It’s always been a fascination to me that, whoever Paul of the New Testament was, he chose to use Greek (and not Latin) to write his letter sent to readers in Rome.  His readers may have been, like him, real Roman citizens.  That Paul used Greek as the language of his communication to Rome may speak some to the fact that the government there could not easily govern by this official language alone (and even the Emperors would slip back from time to time into the rhetoric and poetry of educated and even common Hellene).  What’s more fascinating is how Paul addresses his readers in Rome as Jews first and also as Greeks (and he seems to hint that those in Rome otherwise were mere barbarians).  The context of Rome and of its citizens is just fascinating in Paul’s time.  And this may help contextualize better for us Greek readers today one of the so-called “clobber passages” of the New Testament.
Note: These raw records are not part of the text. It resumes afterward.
PR #963, opened 2025-08-17
feat: make trigger phrases clickable for easy copying

x0x0b:
### Problem
Model trigger phrases are currently displayed as plain text, requiring users to manually copy them to use in prompts.

### Solution
Add interactive trigger phrase functionality:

“Clobber passage” refers to a decontextualized passage that is used to clobber someone whose sexual practices is other than ones own.  For a couple of years now, I’ve seen a number of bloggers using the phrase related to Christian readings of scripture and of Paul’s writings in some cases.  At Huffington Post last year, John Shore looked at a number of “clobber passages,” including one from the initial sentences of Paul’s letter to Rome (i.e., Romans 1:26-27).  Shore, fortunately, not only provides this passage but he also gives some of the Rome context in which Paul writes.  He says,

In the times during which the New Testament was written, the Roman conquerors of the region frequently and openly engaged in homosexual acts between older men and boys, and between men and their male slaves. These acts of non-consensual sex were considered normal and socially acceptable. They were, however, morally repulsive to Paul, as today they would be to everyone, gay and straight.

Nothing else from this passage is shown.